Comme à leur habitude,
Azzarello et Risso convainquent le lecteur sans aucune difficulté que ce genre de petit trafic dans un zoo peut exister, qu'il existe même. C'est une évidence à la lecture. le lecteur découvre une de ces histoires où tout ce qui peut aller de travers, dégénère effectivement dans des situations inextricables auxquelles seule violence pourra mettre fin. À nouveau les personnages sortent tout droit d'un roman noir bien poisseux, tout en ayant une forte identité ce qui sépare l'hommage de l'ersatz. À nouveau les auteurs savent créer des moments uniques et inattendus qui surprennent le lecteur. Tout peut arriver. À nouveau leur complémentarité atteint un niveau où il pourrait ne s'agir que d'un seul et unique créateur.

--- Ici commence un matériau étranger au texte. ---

Issue #6588, opened 2019-05-23
Consider owning our own logging configuration refresh


christophermaier:
In #6500, we transitioned over to `log4rs` to manage our logging, in part because it offers the ability to change logging configuration at runtime. Out of the box, it will do this if and only if your configuration provides a `refresh_rate`. If it does, `log4rs` will spin up a thread to periodically check for modifications to that file.

However, if you start with a configuration that does not have `refresh_rate` set, this thread does _not_ get started, and any subsequent changes to the file will be ignored for the rest of the process' lifetime. Similarly, if you start with `refresh_rate`, but later _remove_ that configuration, the refresh thread is terminated, thus depriving you of any further chance to modify your configuration.

Additionally, this refresh logic only applies if a configuration file is present at the start; if you were to start up without a configuration file and use some default or programmatic configuration, the subsequent addition of a configuration file would be ignored.

All this makes sense, but we may want to provide additional capabilities beyond what is available out of the box in order to allow our users to always be able to modify their logging configuration, regardless of how their Supervisor process was originally started. If we managed our own configuration refresh, we would have free reign to determine exactly how we wanted it to work. It would also decouple us from any particular logging framework, allowing us to more easily migrate away from `log4rs` in the future, should we ever desire to do so.

PR #6622, opened 2019-06-05
Switch to log4rs in the Supervisor

### LINKED ISSUE #6500: Add support for runtime configuration of logging levels

### LINKED ISSUE #6583: Ease transition from env_logger to log4rs
See #6500 

`log4rs` allows _much_ more flexibility of logging than we currently have. Initially, at least, we'll take advantage of this by using a `log4rs` configuration file.

However, throughout our entire project history, we've conditioned users to configure logging using the `RUST_LOG` environment variable (the default for Rust's `env_logger`). While using a configuration file allows for considerable latitude in configurations, it can be a lot to ask if you just want to quickly enable debug logging. And while it isn't impossible to mount a configuration file into a Docker container running Habitat, it adds extra friction if you don't need that level of configurability.

To help transition users over to the new logging implementation, we can take the contents of any `RUST_LOG` environment variable that is present and programmatically create a logging configuration for `log4rs`. If `RUST_LOG` is present, but a `log4rs` configuration file is not, then we can use the environment variable. If both are present, however, we will only use the configuration file, as that would be a signal that the user is ready to use the new system.

christophermaier:
By switching away from `env_logger` to `log4rs`, we gain a lot of
configurability, including _dynamic_ configuration changes, allowing
us to selectively toggle log verbosity at runtime.

Out of the box, and without any additional configuration, logging will
behave largely as it does now. We will even honor `RUST_LOG`
environment variable-based configuration strings as a way to
transition users to the new logging system.

However, by adding a `/hab/sup/default/config/log.yml` configuration
file (whose format is detailed at
https://docs.rs/log4rs/0.8.3/log4rs/#configuration), users will be
able to greatly influence how logging is done.

A key feature to notice is that if the file contains a `refresh_rate`
key, then the file will be monitored for changes at runtime. There is
a caveat in the current default implementation, however; if the
Supervisor starts with a configuration file that does _not_ have a
`refresh_rate` key, then it will _never_ update the active
configuration based on changes to the file. Similarly, if you later
update the file and _remove_ the `refresh_rate` key, then monitoring
will _stop_ altogether. For now, if you want runtime monitoring, just
always have a `refresh_rate` present. We can change this in the
future, though; follow #6588 for details.

A basic, refreshing configuration file would look like this:

```yaml
refresh_rate: 5 seconds

appenders:
  stdout:
    kind: console
    encoder:
      pattern: "[{d(%Y-%m-%dT%H:%M:%SZ)(utc)} {l} {module}] {message}{n}"

root:
  level: error
  appenders:
    - stdout
```

To selectively filter on modules, add some `loggers` to that, like so:

```yaml
loggers:
  tokio_threadpool:
    level: trace
  habitat_sup::manager::service_updater:
    level: debug
```

Be sure to read the code comments for further details.

Fixes #6500
Fixes #6583

### DIFF
--- a/components/sup/src/logger.rs
+++ b/components/sup/src/logger.rs
@@ -1,0 +1,96 @@
+use log::LevelFilter;
+use log4rs::{append::console::ConsoleAppender,
+             config::{Appender,
+                      Config,
+                      Root},
+             encode::pattern::PatternEncoder,
+             file::Deserializers};
+use std::path::PathBuf;
+
+mod env_logger_compatibility;
+
+/// A `log4rs`
+/// [PatternEncoder](https://docs.rs/log4rs/0.8.3/log4rs/encode/pattern/index.html)
+/// format to mimic that of out-of-the-box `env_logger`.
+const DEFAULT_PATTERN: &str = "[{d(%Y-%m-%dT%H:%M:%SZ)(utc)} {l} {module}] {message}{n}";
+
+/// Initialize a log4rs-based logging system.
+///
+/// Absent any other configuration, a basic logging configuration will
+/// be used. Users can also specify configuration using a YAML
+/// configuration file (see
+/// https://docs.rs/log4rs/0.8.3/log4rs/#configuration).
+///
+/// We also provide a migration path from our previous
+/// `env_logger`-based implementation. If a configuration file is
+/// absent, but `RUST_LOG` is present in the environment, we will
+/// coerce a `log4rs` configuration from that `env_logger`
+/// configuration string.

Azzarello et Risso vous feront croire qu'une belle jeune femme en robe peut s'apprêter à se servir d'une tronçonneuse pour une besogne des plus répugnantes afin d'aider son mari dans sa petite entreprise. La scène d'ouverture constitue également un moment parfait avec ce conducteur peu futé paumé sur une highway, sans repère, incapable de retrouver l'établissement qu'il cherche, avec un passager dangereux et imprévisible. le contrôle par un véhicule de patrouille évoque des scènes déjà vues mille fois, et pourtant le dialogue enlevé et caustique la rend unique, pleine de tension, sans pouvoir en deviner l'issue.
À ce stade là du récit, le lecteur apprécie cette histoire comme une nouvelle, et en profite pleinement, sans se soucier de savoir si elle apporte quelque chose à la trame plus large de la série. Loin des résolutions propres et nettes,
Azzarello et Risso montrent que les protagonistes doivent vraiment y mettre du leur pour pouvoir s'extraire du bourbier dans lequel ils se sont fourrés.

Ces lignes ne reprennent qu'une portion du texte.